Want to Apply This Research?

• If users currently take diosmin supplements for circulation or vein health, they could track: (1) Dosage taken and frequency; (2) Any symptoms they’re monitoring (such as leg heaviness, swelling, or discomfort); (3) Overall energy and circulation-related wellness on a simple 1-10 scale. This creates a baseline for comparison if plant-based diosmin products become available in the future.
• Users interested in this emerging research could: (1) Set a reminder to check back on this research topic in 2-3 years to see if there are updates; (2) Follow reputable nutrition science sources to learn about new supplement production methods; (3) If they use diosmin supplements, keep detailed notes about their current product source and any effects they notice, which could help them evaluate new products if they become available.
• For long-term tracking, users could maintain a simple log of: (1) Current diosmin supplement use (brand, dose, frequency); (2) Reasons for use and any benefits noticed; (3) Periodic check-ins (every 3-6 months) to reassess whether the supplement is meeting their health goals.

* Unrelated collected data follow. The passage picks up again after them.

PR #421, opened 2016-11-04
Fixed gpu detection on linux

TonCherAmi:
## The issue

In case of several GPUs present, current version does not detect which one is active at the moment.

For example: 
`lspci -mm | awk -F '\\"|\\" \\"' '/3D|VGA/ {print $3 " " $4}'`
on my system returns: 
`Intel Corporation Xeon E3-1200 v3/4th Gen Core Processor Integrated Graphics Controller
NVIDIA Corporation GK106 [GeForce GTX 660]`

Which is afterwards immediately grabbed by:
```bash
case "$gpu" in
     intel*) gpu="Intel Integrated Graphics" ;;
```
Whether the GPU that goes first in the returned string is currently being used is disregarded.

## The fix

I believe that this issue can be fixed by checking whether there is a kernel driver in use for a given GPU. 
The check is performed by the regex:
`'VGA(?=.*\n.*\n\tKernel driver in use)'`
Then we grab the BDF number of that GPU and proceed to finding the right GPU by it (would not be necessary if `lspci -kmm` worked the way it's supposed to but alas).

I also added a fallback to the old detection method in case of no drivers present (e.g. an X-less system) or some other issues.

## Issues
I haven't tested it anywhere but on my own system so I believe some additional testing is required.

### DIFF
--- a/Changelog.md
+++ b/Changelog.md
@@ -1,6 +1,22 @@
 ## Contributors
 
+- **[@JorgeGonzalez](https://github.com/JorgeGonzalez)**
+
+
 ## General
 
 - Fixed issue where info wasn't detected properly but the subtitle was still displayed.
+
+
+
+## Info
+
+**Terminal**<br \>
+
+- Added support for HyperTerm. **[@JorgeGonzalez](https://github.com/JorgeGonzalez)**
+
+
+**Terminal Font**<br \>
+
+- Added support for HyperTerm. **[@JorgeGonzalez](https://github.com/JorgeGonzalez)**
 
--- a/neofetch
+++ b/neofetch
@@ -1542,7 +1542,7 @@ gettermfont() {
             termfont="${termfont/:*}"
         ;;
 
-        "HyperTerm")
+        "Hyper"*)
             termfont="$(awk -F "," '/fontFamily/ {a=$1} END{print a}' "${HOME}/.hyper.js" | awk -F "'" '{a=$2} END{print a}')"
         ;;
     esac
--- a/neofetch
+++ b/neofetch
@@ -934,8 +934,18 @@ getgpu() {
             if [ -f "/tmp/neofetch/gpu" ]; then
                 source "/tmp/neofetch/gpu"
             else
-                gpu="$(PATH="/sbin:$PATH" lspci -mm | awk -F '\\"|\\" \\"' '/3D|VGA/ {print $3 " " $4}')"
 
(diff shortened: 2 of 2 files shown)


dylanaraps:
My only gripe with this other than testing it is `grep -P`. How portable is the `-P` flag?

dylanaraps:
I did some googling, does this command print your active GPU?

```sh
lspci -vnnn | grep "VGA controller"
```

TonCherAmi:
Yeah, I should've paid more attention, it says that it's highly experimental and I'm unsure about the portability.

About `lspci -vnnn | grep "VGA controller"` I've seen some people suggest it too, but it prints both as well:
```
00:02.0 VGA compatible controller [0300]: Intel Corporation Xeon E3-1200 v3/4th Gen Core Processor Integrated Graphics Controller [8086:0412] (rev 06) (prog-if 00 [VGA controller])
01:00.0 VGA compatible controller [0300]: NVIDIA Corporation GK106 [GeForce GTX 660] [10de:11c0] (rev a1) (prog-if 00 [VGA controller])
```

dylanaraps:
> but it prints both as well:

Damn, that's a shame.

Have you tried checking loaded kernel modules? You might be able to check to see if the NVIDIA driver is loaded and if so specifically look for NVIDIA in lspci.

TonCherAmi:
> Have you tried checking loaded kernel modules? You might be able to check to see if the NVIDIA driver is loaded and if so specifically look for NVIDIA in lspci.

But wouldn't that mean that we'd have to check every possible GPU module there is? It seems kind of bloated to check for nvidia, nouveau, amd, intel etc.

dylanaraps:
I was thinking it might look a little like this:

```sh
driver="$(command)"

case "$driver" in
    "intel_bla" | "intel_blabla") driver="intel" ;;
    "nouveau" | "nvidia") driver="nvidia" ;;
    "amd" | "radeon" | "catalyst") driver="amd" ;;
esac
```

TonCherAmi:
I kind of really dislike the idea of looking up all the `"intel_bla", "intel_blabla"` etc.

What about this?
`bdf_number="$(PATH="/sbin:$PATH" lspci -k | grep -A2 'VGA' | grep -B2 'Kernel driver in use' | awk '/^\w/ {print $1}')`

dylanaraps:
LGTM :+1:

dylanaraps:
Merged.

Check the 2.0 branch to see your changes :)

PR #438, opened 2016-11-13
Added fallback ASCII for *BSD, Solaris, and GNU (Hurd)

konimex:
## Description

Added fallback ASCII for contingency if neofetch detects a BSD/Solaris/GNU (Hurd)-based systems that doesn't yet/will never have proper ASCII.

Logos:
- BSD Beastie taken from [Wikipedia](https://en.wikipedia.org/wiki/BSD_Daemon#ASCII_image)
- GNU ASCII from [the GNU website](https://www.gnu.org/graphics/alternative-ascii.html)
- Solaris ASCII from the old Sun Solaris logo


dylanaraps:
:+1:

PR #440, opened 2016-11-15
Music: Added support for various music players

konimex:
## Description

This adds support for GNOME Music and Lollypop.

### Issues

wtf dbus

My initial understanding here is in different sessions of GNOME Music, sometimes `dbus-send` produces `xesam:artist` first before `xesam:title`, sometimes it's `xesam:title` first before `xesam:artist`, resulting in this.

I wonder why don't gdbus simplify things like `qdbus` do...

NOTE: This also happened to Lollypop. So if my hypothesis is true, Spotify should be affected as well.

### DIFF
--- a/neofetch
+++ b/neofetch
@@ -1076,7 +1076,7 @@ get_memory() {
 
 get_song() {
     # This is absurdly long.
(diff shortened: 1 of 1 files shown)


dylanaraps:
:+1:

PR #442, opened 2016-11-17
Fix connection timed out with public_ip (dig)

iandrewt:
## Description

At my school (and I presume many other places with strong proxies in place) the `public_ip` function returns `;; connection timed out; no servers could be reached`.

## Features

Adds a check to see if the returned text from `dig` is a comment (starts with `;`) and unsets `public_ip`


dylanaraps:
:+1:

PR #452, opened 2016-11-24
Music: Added support for Clementine and Pragha

konimex:
## Description

Self explanatory.

Clementine is a Qt-based music player.

Pragha is the default Music Player in openSUSE XFCE.


dylanaraps:
LGTM :+1:

PR #463, opened 2016-11-26
Config: Updated description

konimex:
Added some clarifications since more OSes are supported with those two flags.


dylanaraps:
Thanks! LGTM

PR #1543, opened 2020-08-25
Strip color codes from ascii art line length calculations

Syphist:
## Description
This removes color and formatting codes from the line length calculation to allow for more control over custom ascii art. This would also fix issues I found when attempting to use the patch in #1220.

## Features
Allows for support for finer control of ascii art using escapes such as "[38;5;39m" for defining coloring and formatting in the terminal.

## Issues
None that I have found

## TODO
Nothing

## Fixed Issues
This so far only works if you directly paste the character for \033 or "" into the file. I was unable to get it to work for both.


Syphist:
I have made several more attempts to work around SC2001, but have had no success. I am wondering if it is too complex to do it with the search and replace in bash and may need to be done with sed. I will probably make further attempts at this, if anyone else has any ideas feel free to let me know too.

Syphist:
I have figured out the solution and have updated my code accordingly and have cleaned it up. I have tested both with the pasted character in the ascii file and the escape code and both work. This is also much faster than my initial sed implementation. I have updated the OP to reflect these changes as well as clarify a few things.

Z-8Bit:
+1 I agree, it's much needed this.

thenick775:
+1 this modification works well for me, have tested on Big Sur

Screen Shot 2021-12-27 at 9 54 00 PM

fvegaswp:
Just tested this with colored ascii generated with lolcat and works great.

jonaramos:
Tested with colored ascii generated from jp2a and ascii-image-converter. Thanks Syphist.
image

hykilpikonna (approved):

hykilpikonna:
Lol I actually ran into this issue while creating HyFetch. My solution was to pass in a separate `ascii_len` variable:

image

Thanks a lot!

hykilpikonna:
Works!

image

hykilpikonna:

This PR is [merged into hyfetch](https://github.com/hykilpikonna/hyfetch/commit/eeead8d7) since this repo (dylanaraps/neofetch) seems no longer maintained.

hykilpikonna:
I found a bug in the last line of `strip_escape_codes`:

```diff
-     eval "$2=\"${output}\""
+     eval "$2='${output}'"
```

If there exists $ signs in the ascii art, this eval statement will replace the $ with a variable content. You should use single quotes to prevent this.

**Before Fix:**

image

**After Fix:**

image

neofetch
```diff
@@ -4054,6 +4054,26 @@ image_backend() {
...
+            esac
+            continue
+        fi
+        if [[ "${char}" == $'\e' ]]; then
+            within_code=1
+            continue
+        fi
+        output+="${char}"
+    done
+    eval "$2=\"${output}\""
```
hykilpikonna:
```suggestion
    eval "$2='${output}'"
```

hykilpikonna (changes requested):

Syphist:
I have committed your fix. Thanks for finding a solution and testing further.

hykilpikonna:
Okay I found another bug lol

```diff
- while IFS=$'\n' read -r line; do
+ while IFS=$'\n' read line; do
```

The width is incorrectly calculated for ascii distros with backslashes in them (e.g. Bedrock) because the backslashes were not treated as escape characters in `read -r` while they are actually escaped when defining the ASCII:

image

So, if `read -r` is used, the escaped backslash (`\\`) will not be resolved as one character but two characters, making the ascii length longer. (https://github.com/hykilpikonna/hyfetch/issues/19)

**Before Fix:**

image


**After Fix:**

image

Syphist:
Thanks @hykilpikonna I fixed the issue on my fork as well just in case this ever gets merged upstream to neofetch or if someone bothers to use my fork.

PR #1573, opened 2020-10-04
Correct Shell, DE and WM on Windows

### LINKED ISSUE #1571: [Feature Request]: Correct Shell, DE and WM on Windows
## Description

Refer to this image: 

94721313-55c49100-0373-11eb-8095-f4ff1844ed90

1. I think in most use cases the default shell being used on Windows is either PowerShell or CMD. Neofetch still returns bash. That's understandable because underneath it's using Cygwin/MINGW/Git Bash. But there should be an option to display PowerShell or CMD, or if none of these are detected, default to bash. If the OS is detected as Windows, the [COMSPEC](https://en.wikipedia.org/wiki/COMSPEC) (command interpreter specification) environment variable, which is available in Git Bash (since the environment is inherited) should be used. COMSPEC is always available in any Windows system, and usually points to `cmd.exe` but users change it to `powershell.exe` or `pwsh.exe` as well. This is the equivalent of `$SHELL` unix variable. This can be used in the `get_shell()` function. 

2. The DE on Windows 10 is Fluent, and not Aero. Refer to [this](https://en.wikipedia.org/wiki/Desktop_environment#Examples_of_desktop_environments) Wikipedia article. TL,DR; Luna was the DE on Windows XP, Aero on Windows Vista and 7, Metro on Windows 8 and 8.1, and Fluent on Windows 10. The fix (my estimate) for this should be fairly simple, just adding some 'case' statements in the `get_de()` function. 

3. Windows uses `DWM.exe` as the WM, as mentioned [here](https://en.wikipedia.org/wiki/Desktop_Window_Manager). `Explorer.exe` is responsible for the desktop, the file manager, the taskbar, and most visible components of the Windows shell. Both these are commonly confused with each other, refer to [this](https://stackoverflow.com/a/5220133) StackOverflow answer for more details. 

4. The GPU output is being weird here, but PR #1540 already fixes that. 

I might send a PR solving the above (except 4.) if I'm able to wrap my head around this stuff. 

#### Neofetch version

7.1.0

rashil2000:
Fixes #1571.

### DIFF
--- a/neofetch
+++ b/neofetch
@@ -1911,7 +1911,7 @@ get_wm() {
                                      -e litestep)
 
                 [[ $wm == blackbox ]] && wm="bbLean (Blackbox)"
-                wm=${wm:+$wm, }Explorer
+                wm=${wm:+$wm, }DWM.exe
             ;;
 
             FreeMiNT)
--- a/neofetch
+++ b/neofetch
@@ -1720,7 +1720,8 @@ get_de() {
 
         Windows)
             case $distro in
-                "Windows 8"*|"Windows 10"*) de="Modern UI/Metro" ;;
+                *"Windows 10"*) de="Fluent" ;;
+                *"Windows 8"*) de="Metro" ;;
                 *) de=Aero
             esac
         ;;
--- a/neofetch
+++ b/neofetch
@@ -1637,59 +1637,78 @@ get_packages() {
 }
 
 get_shell() {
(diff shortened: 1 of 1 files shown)


dylanaraps:
Thanks for the PR. Fixed in https://github.com/dylanaraps/neofetch/commit/4b5f4e33beec42db4d3278ab92c7549656dc8202

Issue #1574, opened 2020-10-04
Improvement idea for multiprocessor systems, current output is unclear


Nalorokk:
## Description

Neofetch provides such output on dual xeon:

CPU: Intel Xeon E5405 (8) @ 2.000GHz

I think it would be a lot cleaner if it would be instead like this:

CPU: 2 x Intel Xeon E5405 (4) @ 2.000GHz

#### Neofetch version
7.1.0

[https://gist.githubusercontent.com/Nalorokk/25ab7f5969e4540d745d349204a9005f/raw/f45ef29957b73c610ae66067985d1a0e0d86292e/neofetchlog](neofetch verbose log)

hykilpikonna:
Just solved this in my fork [HyFetch](https://github.com/hykilpikonna/HyFetch). (See commit https://github.com/hykilpikonna/hyfetch/commit/c176e6ffaef6394969159485fa9b5851df4d36f6)

I only have a single-cpu system but I'm pretty sure that it would work on a multi-cpu system as well. You can test this out!

![image](https://user-images.githubusercontent.com/22280294/184272492-3aa59240-f57f-4b01-83b1-e188da0cd732.png)

PR #1585, opened 2020-10-22
Fix for Improvement idea for multiprocessor systems, current output is unclear #1574

swamytk:
## Description
Fix for Improvement idea for multiprocessor systems, current output is unclear #1574

## Features
Both CPU Physical and Logical cores are displayed for Linux. This requires "--cpu_cores hybrid" option to be passed.
Tested with shellcheck
Supported only for Linux

## TODO
man page to be updated - Please let me know how to generate man page with the help of help2man

### DIFF
--- a/neofetch
+++ b/neofetch
@@ -275,13 +275,14 @@ cpu_speed="on"
 # Display CPU cores in output
 #
 # Default: 'logical'
-# Values:  'logical', 'physical', 'off'
+# Values:  'logical', 'physical', 'hybrid', 'off'
 # Flag:    --cpu_cores
-# Support: 'physical' doesn't work on BSD.
+# Support: 'physical' doesn't work on BSD. 'hybrid' works on Linux only.
 #
 # Example:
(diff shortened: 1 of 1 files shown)


hykilpikonna:
This doesn't solve #1574...

#1574 is talking about multiple-socket systems (like one computer with two physical cpus). This PR will only display logical cores vs physical cores.

For example, my system has 1 E5-2696 v3 CPU with 18 physical cores and 36 logical cores, this version of neofetch will show `18 x E5-2696 v3 (2)` which doesn't make sense.

image

The correct solution would be to use the socket field in `lscpu`

Like, `lscpu | awk -F': ' '/Socket\(s\)/ {print $2; exit}'` would return 2 on a dual-cpu system

Or counting cpuinfo also works: `grep "physical id" /proc/cpuinfo | sort -u | wc -l`

hykilpikonna:
This would be better:

image
image
image

PR #1592, opened 2020-11-03
feat(backend): add viu image backend

oknozor:
## Description

This add [viu](https://github.com/atanunq/viu) image backend. 
I added this because Überzug was not working for me (alacritty + sway/wayland). 

## Feature 

Image can now be rendered under wayland (low definition but still). 

## TODO

Still need to document this in the wiki (how to I do it ?)

### DIFF
--- a/neofetch
+++ b/neofetch
@@ -749,7 +749,8 @@ disk_display="off"
 #
 # Default:  'ascii'
 # Values:   'ascii', 'caca', 'catimg', 'chafa', 'jp2a', 'iterm2', 'off',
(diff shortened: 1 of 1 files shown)


neofetch
```diff
@@ -4398,6 +4400,12 @@ display_image() {
             "$image"
         ;;
 
+        "viu")
+            viu \
+                -t -w ""$((width / font_width))"" -h "$((height / font_height))" \
```
dylanaraps, line 4405: `""$((width / font_width))""` should be `"$((width / font_width))"`

oknozor: fixed

PR #1601, opened 2020-11-10
Adds the BigLinux logo to neofetch

ezileicorreia:
## Description

BigLinux is a Brazilian distribution, based on Ubuntu, focused on creating facilities for the user.


neofetch
```diff
@@ -5400,6 +5400,7 @@ get_distro_ascii() {
     #
     # $ascii_distro is the same as $distro.
     case $(trim "$ascii_distro") in
+
```
dylanaraps, line 5403: ???

ezileicorreia: Details!

PR #1602, opened 2020-11-10
Add HoleOS's ASCII image

BenjaminStonawski:
## Description

HoleOS (HoleOS Sarti) is an Arch-based distro that is still under development. 

## Features

- HoleOS brings a user-friendly interface for Arch Linux for people who want to use Arch but are unfamiliar with the command line
- There are so many package managers such as pacman, yay, and git.
- It gets patches regularly.

## TODO

We would like you to add our ASCII image to Neofetch.
The ASCII image: https://github.com/BenjaminStonawski/HoleOS/blob/master/Neofetch/holeascii.txt


dylanaraps:
This PR contains more than your changes. Please resubmit it.

PR #1614, opened 2020-11-24
Refactor ueberzug

silentnoodlemaster:
## Description

This PR refactors the way Überzug is used, as the old way is deprecated


Rashad-707:
The image disappear when I want to enter a command

PR #1617, opened 2020-11-26
NixOS - squash logo, add new package location.

kanashimia:
Logo was too tall before, normalized based on ubuntu and manjaro logo.

There is additional directory where user "packages" can be located - when you you set `home-manager.useUserPackages = true;` 
Even tho `nix-store -q` accepts multiple paths - if one of them doesen't exist it fails without any stdout output, so i had to wrap in a function.


Luflosi:
There is a mistake in the code for macOS. I think it should be `manager=nix-user   && tot nix-user-pkgs` instead of `manager=nix-user   && tot nix-store -qR nix-user-pkgs`.

kanashimia:
> There is a mistake in the code for macOS. I think it should be `manager=nix-user && tot nix-user-pkgs` instead of `manager=nix-user && tot nix-store -qR nix-user-pkgs`.

You are right, thanks for noticing!

Issue #482, opened 2016-12-03
Identify the boot loader and payload


picsi:
It would be nice to have the boot loader identified: BIOS, UEFI, EFI, Coreboot, Libreboot...

Also the payload: GRUB, SeaBIOS, depthcharge.

See related item: https://github.com/KittyKatt/screenFetch/issues/345

dylanaraps:
This feature is very unlikely to be added to Neofetch as I fail to see how we're going to implement it for every Operating System we support. I foresee this involving a hardcoded list of Bootloaders + bootloader config files and I don't want to go down that route. 

I'm closing this issue. If anyone comes up with any ideas then feel free to open a new issue or comment in this one.

PR #1645, opened 2020-12-30
Added Bootloader version support for Linux/Mac

renegadevi:
## Description

Shows Bootloader name and version. 

I found an earlier [issue](https://github.com/dylanaraps/neofetch/issues/482) about payload and bootloader info, but that's too much. Initially just me and some others just wanted the name and version for OpenCore.

## Features

Initial support for MacOS/Opencore and Linux/GRUB.

## Issues
- Relying on piping to awk
The  guidelines says to avoid that, but at the same time we don't want a cluttered output.

## TODO

Support more variations.


neofetch
```diff
@@ -2721,6 +2722,22 @@ get_memory() {
     esac
 }
 
+get_bootloader() {
+    case $os in
+        "Linux")
+            if [[ -d "/boot/grub" ]]; then
```
arisinfenix, line 2728: This will fail on openSUSE (and maybe others too), since there the directory is named `/boot/grub2`.

neofetch
```diff
@@ -2721,6 +2722,22 @@ get_memory() {
...
+                bootloader="GRUB ($(grub-install --version | awk '{printf $3}'))"
```
arisinfenix, line 2729: Same here, the command is `grub2-install`, and it needs root privileges on openSUSE.

renegadevi:
all these Linux inconsistencies does make it a little harder to deal with. With this now in mind, I wouldn't be surprised that other distros also has similar issues with this to workaround. @arisinfenix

This creates a personal baseline that could be useful if new plant-based sources become available and users want to compare effectiveness.

This research is laboratory-based and has not been tested in humans. The diosmin produced in these genetically modified plants is not currently available for human consumption and has not undergone safety or efficacy testing in people. If you are considering using diosmin supplements for any health condition, consult with your healthcare provider before starting. This article is for educational purposes only and should not be considered medical advice. Always speak with a qualified healthcare professional before making changes to your supplement regimen or treating any medical condition.